一般，这些超参数是通过 argparse.ArgumentParser 从命令行中获取的。

In [1]:
import argparse

hparams = argparse.Namespace(**{
    'batch_size': 16,
    'learning_rate': 5,
    'max_grad_norm': 1.,
    'bptt': 32,  # sequence_length
    'dropout': 0.2,
    'embedding_dim': 200,
    'hidden_dim': 200,
    'n_layers': 4,
    'tie_weights': True,
    'seed': 42,
    'num_train_epochs': 20,
    'lm_data_dir': 'data/PennTreebank',
    'model_save_path': 'data/save_model/lstm_lm.path',
    'temperature': 1.
})

hparams

Namespace(batch_size=16, bptt=32, dropout=0.2, embedding_dim=200, hidden_dim=200, learning_rate=5, lm_data_dir='data/PennTreebank', max_grad_norm=1.0, model_save_path='data/save_model/lstm_lm.path', n_layers=4, num_train_epochs=20, seed=42, temperature=1.0, tie_weights=True)

### 加载数据

- 加载数据
- tokenize
- 建立词表，并将词映射为id
- 将数据打包到batch中

In [2]:
from PennTreebankCorpus import Corpus


corpus = Corpus(root_dir=hparams.lm_data_dir)
corpus.load_datasets()
train_data, val_data, test_data = corpus.preprocess(hparams.batch_size)

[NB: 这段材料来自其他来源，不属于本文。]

PR #12069, opened 2021-09-27
Crash Fix.  Add visibility trigger to empty tooltip strings.

saintentropy:
### Purpose

This PR fixes a crash bug when hovering wires after opening the graph in `Manual` mode.  Specifically it hides the tooltips for the hover menu.

### Declarations

### Reviewers

@marimano @QilongTang

### DIFF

hparams.vocab_size = corpus.vocab_size()

hparams.vocab_size

1. Tokenization
---------------------
train: tokenizing ...
val: tokenizing ...
test: tokenizing ...
Done!


2. Build Vocab
Done!


3. To ids
Done!


4. batchify
Done!




9924

In [3]:
train_data.size()
# 加载词向量

torch.Size([60659, 16])

### 建立模型

In [4]:
import torch
from torch import nn

class LSTMModel(nn.Module):
    
    def __init__(self, hparams):
        super().__init__()
        self.hparams = hparams    

        self.drop = nn.Dropout(hparams.dropout)
        self.embedding = nn.Embedding(hparams.vocab_size, hparams.embedding_dim)
        self.rnn_layer = nn.LSTM(
            hparams.embedding_dim,
            hparams.hidden_dim, 
            hparams.n_layers,
            dropout=hparams.dropout)

        self.decoder = nn.Linear(hparams.hidden_dim, hparams.vocab_size)
        if hparams.tie_weights:
            assert hparams.embedding_dim == hparams.hidden_dim
            self.decoder.weight = self.embedding.weight

        # 参数初始化
        self.init_weights()

    def init_weights(self):
        init_range = 0.1
        self.embedding.weight.data.uniform_(-init_range, init_range)
        self.decoder.bias.data.zero_()
        self.decoder.weight.data.uniform_(-init_range, init_range)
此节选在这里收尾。